PR #298, opened 2025-09-04
feat(prover): add bitwise preprocessed column

AntoineFONDEUR:
closes CORE-1206


crates/prover/src/preprocessed/mod.rs
```diff
@@ -55,6 +56,16 @@ impl PreProcessedTraceBuilder {
...
 
+    pub fn with_bitwise_stacked(mut self) -> Self {
+        // Create 4 columns for the stacked bitwise operations
+        // (operation_id, input1, input2, result)
+        for col_index in 0..4 {
+            let bitwise = bitwise::BitwiseStacked::new(col_index);
+            self.columns.push(Box::new(bitwise));
+        }
+        self
+    }
```
ClementWalter, line 67:
```suggestion
    pub fn with_bitwise(mut self) -> Self {
        // Take as input the bit size of the bitwise operands
        self.columns.push(Bitwise.new(8).columns.map(|c| => Box::new(c));        
        self
    }
```

something like that

crates/prover/src/preprocessed/bitwise.rs
```diff
@@ -0,0 +1,357 @@
...
+            }
+        }
+
+        // Pad with zeros to reach power of 2
+        while op_id_col.len() < total_size {
+            op_id_col.push(M31(0));
+            input1_col.push(M31(0));
+            input2_col.push(M31(0));
+            result_col.push(M31(0));
+        }
```
ClementWalter, line 138: use `.resize(n, M31(0));`

crates/prover/src/preprocessed/bitwise.rs
```diff
@@ -0,0 +1,357 @@
...
+        // Pack data for interaction
+        let packed_data: Vec<[PackedM31; 5]> = (0..total_size)
+            .collect::<Vec<_>>()
+            .par_chunks(N_LANES)
+            .enumerate()
+            .map(|(chunk_idx, _chunk)| {
+                let base_idx = chunk_idx * N_LANES;
+                [
+                    PackedM31::from_array(std::array::from_fn(|i| {
+                        op_id_col.get(base_idx + i).copied().unwrap_or(M31(0))
```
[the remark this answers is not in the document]
AntoineFONDEUR: since we padded we could just use [] instead of get yes

crates/prover/src/preprocessed/bitwise.rs
```diff
@@ -0,0 +1,357 @@
...
+            BitwiseStacked::new(1, self.operand_bits),
+            BitwiseStacked::new(2, self.operand_bits),
+            BitwiseStacked::new(3, self.operand_bits),
+        ]
+    }
+}
+
+/// Stacked bitwise preprocessed column
+/// Stacks AND, OR, XOR operations into a single column
+pub struct BitwiseStacked {
```
ClementWalter, line 286: rename as `BitwiseCol` and remove `pub`. We don't want to see this outside of this file

crates/prover/src/preprocessed/bitwise.rs
```diff
@@ -0,0 +1,357 @@
...
+                    _ => unreachable!(),
+                };
+                values.push(value);
+            }
+        }
+
+        // Pad with zeros to reach power of 2
+        while values.len() < total_size {
+            values.push(M31(0));
+        }
```
ClementWalter, line 344: I don't like the fact that this is somehow dup code from the `write_trace`, can you propose something else?

crates/prover/src/preprocessed/mod.rs
```diff
@@ -55,6 +56,16 @@ impl PreProcessedTraceBuilder {
         self
     }
 
+    pub fn with_bitwise(mut self, operand_bits: u32) -> Self {
+        // Create the bitwise preprocessed columns
+        // This adds 4 columns: operation_id, input1, input2, result
+        let bitwise = bitwise::Bitwise::new(operand_bits);
```
ClementWalter, line 62: add `use crate::preprocessed::bitwise::Bitwise;` like for `RangeCheck`

PR #300, opened 2025-09-04
fix(compiler): resolve variable shadowing issues in semantic analysis

enitrat:
## Summary
- Fixed variable shadowing bugs where later variable declarations incorrectly affected earlier usages
- Refactored semantic index to properly track definition order and scope resolution
- Re-enabled previously disabled shadowing test cases

## Problem
The compiler had a bug where variable shadowing wasn't handled correctly. When a variable was redefined with a different type (e.g., from `felt` to `u32`), the type checker would incorrectly apply the later type to earlier usages of the variable, causing spurious type errors.

Example that was failing:
```cairo-m
let my_arr = [1, 2, 3];
let one = 1;           // felt type
let my_arr_1 = my_arr[one];  // Should use felt 'one'
let one = 1u32;        // Shadows previous 'one'
```

## Solution
Refactored the semantic index to:
- Use per-scope name indices that track definitions in order (oldest to newest)
- Remove PlaceTable in favor of direct name-to-definition mapping
- Track used definitions and identifier expression mappings
- Fix scope resolution to respect declaration order when handling shadowing

## Changes
- Updated semantic index structure and resolution logic
- Fixed MIR lowering to correctly handle shadowed variables
- Added comprehensive test coverage for shadowing scenarios
- Re-enabled previously disabled test in mdtest

## Test Plan
- [x] Existing tests pass
- [x] New shadowing test cases added and passing
- [x] Previously disabled mdtest now works correctly
- [x] Manual testing with various shadowing scenarios

Close CORE-1202


enitrat:
@codex review this PR. Make sure the code is clean, no dead code and dead comments.

PR #302, opened 2025-09-04
feat(prover): add u32_store_bitwise_fp_fp

AntoineFONDEUR:
closes CORE-1208


crates/prover/src/components/opcodes/u32_store_bitwise_fp_fp.rs
```diff
@@ -0,0 +1,831 @@
...
+//! - dst_prev_clock_lo
+//! - dst_prev_clock_hi
+//!
+//! # Constraints
+//!
+//! * enabler is a bool
+//!   * `enabler * (1 - enabler)`
+//! * opcode_constant is 36, 37 or 38
+//!   * `(36 - opcode_constant) * (37 - opcode_constant) * (38 - opcode_constant)`
+//! * define `bitwise_op = opcode_constant - 36`
```
ClementWalter, line 42: it is really necessary to add the constraint on the opcode_constant - 36/37/38 ? i mean that you can just extract the bitwise_op = opcode_constant - 36 and if it's not a valid value the lookup will fail

crates/prover/src/components/opcodes/u32_store_bitwise_fp_fp.rs
```diff
@@ -0,0 +1,831 @@
...
+
+        // Constraint: enabler is boolean
+        eval.add_constraint(enabler.clone() * (enabler.clone() - one.clone()));
+
+        // Constraint: opcode_constant is 36, 37, or 38
+        eval.add_constraint(
+            (opcode_constant.clone() - E::F::from(BaseField::from(U32_STORE_AND_FP_FP)))
+                * (opcode_constant.clone() - E::F::from(BaseField::from(U32_STORE_OR_FP_FP)))
+                * (opcode_constant.clone() - E::F::from(BaseField::from(U32_STORE_XOR_FP_FP))),
+        );
```
ClementWalter, line 620: I don't think that this is required, see above

ClementWalter (dismissed):

Issue #174, opened 2015-11-03
`template` should restore mtime if nothing changed


smlx:
`template` updates the mtime of a file, even if nothing changes in the file. This can cause warnings such as this from `postfix`:

    postfix/smtpd[19718]: warning: database /etc/aliases.db is older than source file /etc/aliases

It would be good if itamae could cache the mtime of the file, and restore it if the file was not actually modified.

ryotarai:
https://github.com/itamae-kitchen/itamae/issues/194 is released in v1.9.3

PR #194, opened 2016-01-19
Don't replace files when they will not be updated

KitaitiMakoto:
Hi,

Updating files only when their contents will be updated is nice idea. I wrote patch for that.
Need I write test? If yes, we need to run test before and after running Itamae and it look over the top to me. That's why this pull request doesn't include test.

Background of this patch is:
I defined `notifies` to execute `restorecon` to `file` and `template` resources. But current Itamae doesn't kick `notifies` if contents of files are not updated in spite of the files are replaced with files whose contents are the same and SELinux security contexts are changed. If this patch is applied, Itamae doesn't touch files if they will not be updated, so security context will not be changed.

Could you consider the request?
Thanks.

### DIFF
--- a/lib/itamae/resource/file.rb
+++ b/lib/itamae/resource/file.rb
@@ -80,7 +80,9 @@ module Itamae
             updated!
           end
 
-          run_specinfra(:move_file, @temppath, attributes.path)
+          if updated?
+            run_specinfra(:move_file, @temppath, attributes.path)
+          end
         end
       end
 


smlx:
This probably addresses #174

ryotarai:
Thank you!

KitaitiMakoto:
Thank you for merging.

ryotarai:
released in v1.9.3

PR #197, opened 2016-02-03
Show diff on edit action of file resource in dry-run mode.

### LINKED ISSUE #196: edit action of file resource should update the content even if dry-run mode
https://github.com/itamae-kitchen/itamae/blob/446f9e29972b58c9514c0e25c1fedf27c008606c/lib/itamae/resource/file.rb#L23-L27

When it is dry-run mode and the file doesn't exist, skip to update the content

ryotarai:
fixes #196


ryotarai:
released v1.9.4

PR #198, opened 2016-02-07
Delete 'deploy-old' branch forcibly in action_sync

kaihar4:
'git branch -d <branch>' deletes the fully merged branch only.
But 'deploy-old' isn't merged in its upstream branch.
Therefore, it can not be deleted.

### DIFF
--- a/lib/itamae/resource/git.rb
+++ b/lib/itamae/resource/git.rb
@@ -55,7 +55,7 @@ module Itamae
           run_command_in_repo(["git", "checkout", target, "-b", DEPLOY_BRANCH])
 
           if deploy_old_created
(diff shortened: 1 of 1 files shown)


ryotarai:
`deploy-old` branch is usually fully-merged. Would you tell me details of the situation?

kaihar4:
Sorry for taking long to write you back.

Sorry, I had a mistake.
This problem occurs only when the repository has been force updated.
Should I ignore this case?

ryotarai:
> Should I ignore this case

I think this case should be fixed manually because deleting a branch with `-D` may cause an incident like discarding commits that are not pushed yet...

PR #206, opened 2016-04-04
Introduce --detailed-exitcode option.

ryotarai:
It is useful for automation of Itamae.

- 0 - succeeded and no diff
- 1 - failed
- 2 - succeeded and there is a diff

### DIFF
--- a/lib/itamae/cli.rb
+++ b/lib/itamae/cli.rb
@@ -24,6 +24,7 @@ module Itamae
       option :shell, type: :string, default: "/bin/sh"
       option :ohai, type: :boolean, default: false, desc: "This option is DEPRECATED and will be unavailable."
       option :profile, type: :string, desc: "[EXPERIMENTAL] Save profiling data", banner: "PATH"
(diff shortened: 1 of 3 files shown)


lib/itamae/cli.rb
```diff
@@ -24,6 +24,7 @@ def self.define_exec_options
       option :shell, type: :string, default: "/bin/sh"
       option :ohai, type: :boolean, default: false, desc: "This option is DEPRECATED and will be unavailable."
       option :profile, type: :string, desc: "[EXPERIMENTAL] Save profiling data", banner: "PATH"
+      option :detailed_exitcode, type: :boolean, default: false, desc: "Exit code 0 means succeeded and no diff, 1 means errored, and 2 means succeeded and there is a diff"
```
kwilczynski: I would suggest to change the wording to (or similar):

0 - The run succeeded with no changes or failures.
1 - The run failed.
2 - The run succeeded, and some resources were changed.

As plain word "diff" is a bit of a misnomer.

kwilczynski:
This is excellent! Thank you!

lib/itamae/cli.rb
ryotarai: Thank you!

PR #209, opened 2016-04-11
Not surrounded by LF in the ANSI escape sequence.

daic-h:
When reading the output of the log from another program,
chomp of the new line does not work correctly.


ryotarai:
Thank you!

PR #211, opened 2016-04-30
Add `--ssh-config` option to `itamae ssh` to specify ssh_config

koshigoe:
I need `-F` option like SSH to specify alternative ssh_config file.

```
$ itamae ssh --ssh-config .ssh/development -h devhost -y nodes/web.yml roles/web.rb
```

### DIFF
--- a/lib/itamae/backend.rb
+++ b/lib/itamae/backend.rb
@@ -230,7 +230,8 @@ module Itamae
         opts[:host_name] = @options[:host]
 
         # from ssh-config
-        opts.merge!(Net::SSH::Config.for(@options[:host]))
+        ssh_config_files = @options[:ssh_config] ? [@options[:ssh_config]] : Net::SSH::Config.default_files
+        opts.merge!(Net::SSH::Config.for(@options[:host], ssh_config_files))
         opts[:user] = @options[:user] || opts[:user] || Etc.getlogin
         opts[:keys] = [@options[:key]] if @options[:key]
         opts[:port] = @options[:port] if @options[:port]
--- a/lib/itamae/cli.rb
+++ b/lib/itamae/cli.rb
@@ -43,6 +43,7 @@ module Itamae
     option :user, type: :string, aliases: ['-u']
     option :key, type: :string, aliases: ['-i']
     option :port, type: :numeric, aliases: ['-p']
+    option :ssh_config, type: :string, aliases: ['-F']
     option :vagrant, type: :boolean, default: false
     option :ask_password, type: :boolean, default: false
     option :sudo, type: :boolean, default: true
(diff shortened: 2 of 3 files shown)


ryotarai:
`--ssh-config` option looks good to me, but I think aliasing `-F` option is not good idea because it can be used for another meaning in the future

koshigoe:
>  but I think aliasing -F option is not good idea because it can be used for another meaning in the future

Yes, I think so too. But I have no idea.
Can I remove alias? (only `--ssh-option`)

koshigoe:
MEMO:

At wercker, pass `rake spec:unit`, but `Time-out happened`.

> Manual page bundle-exec line 1 (press h for help or q to quit)

why opened man page?

```
Vagrant appears to be running in a Bundler environment. Your 
existing Gemfile will be used. Vagrant will not auto-load any plugins
installed with `vagrant plugin`. Vagrant will autoload any plugins in
the 'plugins' group in your Gemfile. You can force Vagrant to take over
with VAGRANT_FORCE_BUNDLER.

You appear to be running Vagrant outside of the official installers.
Note that the installers are what ensure that Vagrant has all required
dependencies, and Vagrant assumes that these dependencies exist. By
running outside of the installer environment, Vagrant may not function
properly. To remove this warning, install Vagrant using one of the
official packages from vagrantup.com.

Bringing machine 'trusty' up with 'digital_ocean' provider...
==> trusty: Droplet is already active
["bundle", "exec", "bin/itamae", "ssh", "-h", "104.236.14.139", "-u", "root", "-p", "22", "-i", "/home/ubuntu/.ssh/id_rsa.vagrant", "-l", "debug", "-j", "spec/integration/recipes/node.json", "spec/integration/recipes/default.rb", "spec/integration/recipes/default2.rb", "spec/integration/recipes/redefine.rb"]
BUNDLE-EXEC(1)                                                                                                                                                                                                                                                                                                                                                                                                                                                                                                                                                                                                                                                                                                                                                                                                                                                                                                                                                                                                          BUNDLE-EXEC(1)

NAME
       bundle-exec - Execute a command in the context of the bundle

SYNOPSIS
       bundle exec [--keep-file-descriptors] command

DESCRIPTION
       This command executes the command, making all gems specified in the Gemfile(5) available to require in Ruby programs.

       Essentially, if you would normally have run something like rspec spec/my_spec.rb, and you want to use the gems specified in the Gemfile(5) and installed via bundle install(1) bundle-install.1.html, you should run bundle exec rspec spec/my_spec.rb.

       Note that bundle exec does not require that an executable is available on your shell´s $PATH.

OPTIONS
       --keep-file-descriptors
              Exec in Ruby 2.0 began discarding non-standard file descriptors. When this flag is passed, exec will revert to the 1.9 behaviour of passing all file descriptors to the new process.

BUNDLE INSTALL --BINSTUBS
       If you use the --binstubs flag in bundle install(1) bundle-install.1.html, Bundler will automatically create a directory (which defaults to app_root/bin) containing all of the executables available from gems in the bundle.

       After using --binstubs, bin/rspec spec/my_spec.rb is identical to bundle exec rspec spec/my_spec.rb.
 Manual page bundle-exec line 1 (press h for help or q to quit)
```

ryotarai:
Sorry for late response. I'm going to merge this. Thank you

PR #213, opened 2016-06-02
Fix url in gemspec and doc

sue445:
`spec.homepage` is used in https://rubygems.org/gems/itamae

This is link to https://github.com/ryotarai/itamae 

By the way, codeclimate link in README.md is old
https://codeclimate.com/github/ryotarai/itamae is not been updated

i recommend to replace to new one.

### DIFF
--- a/README.md
+++ b/README.md
@@ -90,7 +90,7 @@ $ bundle exec rake spec
 
 ## Contributing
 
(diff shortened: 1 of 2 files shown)


ryotarai:
Thank you!

sue445:
😄

PR #215, opened 2016-06-27
send_file failed against docker backend

Joe-noh:
There is a problem that sending file is failed when the backend is docker. Reproduciton code is [here](https://github.com/Joe-noh/cannot_send_file).

This PR fixes the problem. Docker backend needs second argument for `send_file` to be a directory path. but I'm not sure this changes are good solution for the problem. please give me an advice if you find any other way to solve it.

Thanks.


ryotarai:
Thank you!

PR #216, opened 2016-06-28
Add uninstall action to gem_package

sue445:
Support feature of `gem uninstall`

# Example
```ruby
# uninstall all versions of gem
gem_package "bundler" do
  action :uninstall
end

# uninstall a specific version of gem
gem_package "bundler" do
  action :uninstall
  version "1.12.5"
end
```

### DIFF
--- a/lib/itamae/resource/gem_package.rb
+++ b/lib/itamae/resource/gem_package.rb
@@ -46,10 +46,7 @@ module Itamae
       end
 
       def action_uninstall(action_options)
-        if current.installed
-          uninstall!
-          updated!
-        end
+        uninstall! if current.installed
       end
 
       def action_upgrade(action_options)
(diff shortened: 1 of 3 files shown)


lib/itamae/resource/gem_package.rb
```diff
@@ -43,6 +45,13 @@ def action_install(action_options)
         end
       end
 
+      def action_uninstall(action_options)
+        if current.installed
+          uninstall!
+          updated!
```
ryotarai: I think this line is not necessary because if `attributes.installed != current.installed`, Itamae marks the resource as updated automatically.

sue445: > Itamae marks the resource as updated automatically.

@ryotarai Did you mean this ?
https://github.com/itamae-kitchen/itamae/blob/169debf335001160644f534cebb5007a9587cc50/lib/itamae/resource/base.rb#L203-L206

ryotarai: Yes

sue445: I remove at b4f2254

ryotarai:
Thank you!

sue445:
😃

PR #218, opened 2016-07-10
Add recursive chmod/chown to remote_directory resource.

yamajun:
remote_directory resource with mode/owner/group attributes just only
work at root directory("path" attribute).

This patch add recursively option.  And set default(it is good or bad?).

Test case
---------

    remote_directory '/var/www/html/webapps' do
      owner 'apache'
      group 'apache'
      mode  'g+w'
      source webapps
    end

### DIFF
--- a/lib/itamae/resource/remote_directory.rb
+++ b/lib/itamae/resource/remote_directory.rb
@@ -9,6 +9,8 @@ module Itamae
       define_attribute :mode, type: String
       define_attribute :owner, type: String
       define_attribute :group, type: String
+      define_attribute :recursive_mode, type: [String, Symbol], default: :true
+      define_attribute :recursive_owner, type: [String, Symbol], default: :true
 
       def pre_action
         directory = ::File.expand_path(attributes.source, ::File.dirname(@recipe.path))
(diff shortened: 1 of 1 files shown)


lib/itamae/resource/remote_directory.rb
```diff
@@ -9,6 +9,8 @@ class RemoteDirectory < Base
       define_attribute :mode, type: String
       define_attribute :owner, type: String
       define_attribute :group, type: String
+      define_attribute :recursive_mode, type: [String, Symbol], default: :true
```
ryotarai: I think setting false as the default value is better.

ryotarai: Could you use `true` instead of symbol `:true`?

lib/itamae/resource/remote_directory.rb
```diff
@@ -56,10 +58,18 @@ def show_differences
 
       def action_create(options)
         if attributes.mode
-          run_specinfra(:change_file_mode, @temppath, attributes.mode)
+          if attributes.recursive_mode == :true
+            run_specinfra(:change_file_mode, @temppath, attributes.mode, :recursive => true)
```
ryotarai: If `attributes.recursive_mode` is boolean, you can simply write this `run_specinfra(:change_file_mode, @temppath, attributes.mode, recursive: attributes.recursive_mode)`

yamajun: Thanks to your suggestion!
Replace to your code and testing now.

lib/itamae/resource/remote_directory.rb
yamajun: I think better way of recursive chown/chmod in default in my local usage.
But, this patch changes behavior from current version.   It is not good.

I change to boolean false in default.

yamajun: I just change to default on false.
Sorry too late.

lib/itamae/resource/remote_directory.rb
```diff
@@ -9,6 +9,8 @@ class RemoteDirectory < Base
       define_attribute :mode, type: String
       define_attribute :owner, type: String
       define_attribute :group, type: String
+      define_attribute :recursive_mode, type: [TrueClass, FalseClass], default: false
+      define_attribute :recursive_owner, type: [TrueClass, FalseClass], default: false
```
ryotarai: From the name of `recursive_owner`, users may not expect that group will be also changed recursively.
How about change the name to `recursive_owner_and_group`?

PR #1651, opened 2021-12-13
Fix always incognito mode

### LINKED ISSUE #1496: Site setting permissions reset on exit in always incognito
it's a bug report @uazo told me to create a report of what i initially tought was a feature or so. 

### Bromite version

Version: 94.0.4606.94
Arch: arm64
Android version: 11
Device model: HD1903

### Flags

Webgl disabled - on
Adaptive button in top toolbar - always new tab page
Isolate additional orogins - on & empty
Strict-origin isolation - on
TLS Post-Quantum Confidentiality enabled
Tab Groups, TG UI, and TG Continuation all disabled. 
Incognito screenshots - enabled

No

Yes

No

Yes

No

### Is the bug a crash?

No

### Describe the bug

If you run Bromite with always incognito mode, and any site setting disbaled by default, going to a random website, and whitelisting the disabled setting does not presist after a restart of the browser.

Steps to reproduce the bug:
Enable always incognito under privacy settings.
Disable JS, Cookies or Images by default in Site Settings
Go to github.com
Open the quick site settings, by tapping the incognito sign next to the url, and select permissions and whitelist the site. 
Close Bromite
Go back to github.com
The blacklisted parameter should be disabled, our whitelist entry is earased.

### Expected behavior

I expect the changed setting to presist after restarting bromite. 

### Screenshots

N/A

uazo:
this is the most complex, fixes #1496 

I moved the preference from java to native, at the first start it brings the current value, but unfortunately I was not able to completely eliminate the use of SharedPreferences because there are points (when managing intents) where I need the value but the native is not yet initialized.
The native flag was needed for the content settings, which can now be changed.

I changed the incognito history patch in the same way.

### DIFF
--- a/build/patches/Add-an-always-incognito-mode.patch
+++ b/build/patches/Add-an-always-incognito-mode.patch
@@ -6,42 +6,34 @@ More specifically, add a preference that causes all new tabs and all
 clicked links to launch as incognito.
 Make sure initial incognito status is correctly recognized.
 Enable incognito custom tabs and fix crashes for incognito/custom tab intents (credits to @uazo)
+Added preference in native
+Modification of content settings allowed
 ---
- chrome/android/chrome_java_sources.gni        |  1 +
  .../java/res/xml/privacy_preferences.xml      |  5 ++
- .../AlwaysIncognitoLinkInterceptor.java       | 80 +++++++++++++++++++
- .../chrome/browser/ChromeTabbedActivity.java  |  6 +-
- .../chrome/browser/app/ChromeActivity.java    |  4 +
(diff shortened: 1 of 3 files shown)


uazo:
please, disregard this (I no longer have the button to lock the merge)
I have found a cleaner method that I like best

csagan5:
@uazo you mean that this should be closed? Is there a new PR open already?

uazo:
> you mean that this should be closed?

yes, I close it, these changes do not satisfy me.
i can't find a clean way to use flags before native activation. i think i will try with switches.

>  Is there a new PR open already?

no not yet.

*WHAT TO PRODUCE:* All lines above from the one holding "kwilczynski: I would" to the one holding "type: :string, aliases: ['-F']", inclusive, are to be copied exactly; no other line is wanted.

*THE ANSWER:*
kwilczynski: I would suggest to change the wording to (or similar):

0 - The run succeeded with no changes or failures.
1 - The run failed.
2 - The run succeeded, and some resources were changed.

As plain word "diff" is a bit of a misnomer.

kwilczynski:
This is excellent! Thank you!

lib/itamae/cli.rb
ryotarai: Thank you!

PR #209, opened 2016-04-11
Not surrounded by LF in the ANSI escape sequence.

daic-h:
When reading the output of the log from another program,
chomp of the new line does not work correctly.


ryotarai:
Thank you!

PR #211, opened 2016-04-30
Add `--ssh-config` option to `itamae ssh` to specify ssh_config

koshigoe:
I need `-F` option like SSH to specify alternative ssh_config file.

```
$ itamae ssh --ssh-config .ssh/development -h devhost -y nodes/web.yml roles/web.rb
```

### DIFF
--- a/lib/itamae/backend.rb
+++ b/lib/itamae/backend.rb
@@ -230,7 +230,8 @@ module Itamae
         opts[:host_name] = @options[:host]
 
         # from ssh-config
-        opts.merge!(Net::SSH::Config.for(@options[:host]))
+        ssh_config_files = @options[:ssh_config] ? [@options[:ssh_config]] : Net::SSH::Config.default_files
+        opts.merge!(Net::SSH::Config.for(@options[:host], ssh_config_files))
         opts[:user] = @options[:user] || opts[:user] || Etc.getlogin
         opts[:keys] = [@options[:key]] if @options[:key]
         opts[:port] = @options[:port] if @options[:port]
--- a/lib/itamae/cli.rb
+++ b/lib/itamae/cli.rb
@@ -43,6 +43,7 @@ module Itamae
     option :user, type: :string, aliases: ['-u']
     option :key, type: :string, aliases: ['-i']
     option :port, type: :numeric, aliases: ['-p']
+    option :ssh_config, type: :string, aliases: ['-F']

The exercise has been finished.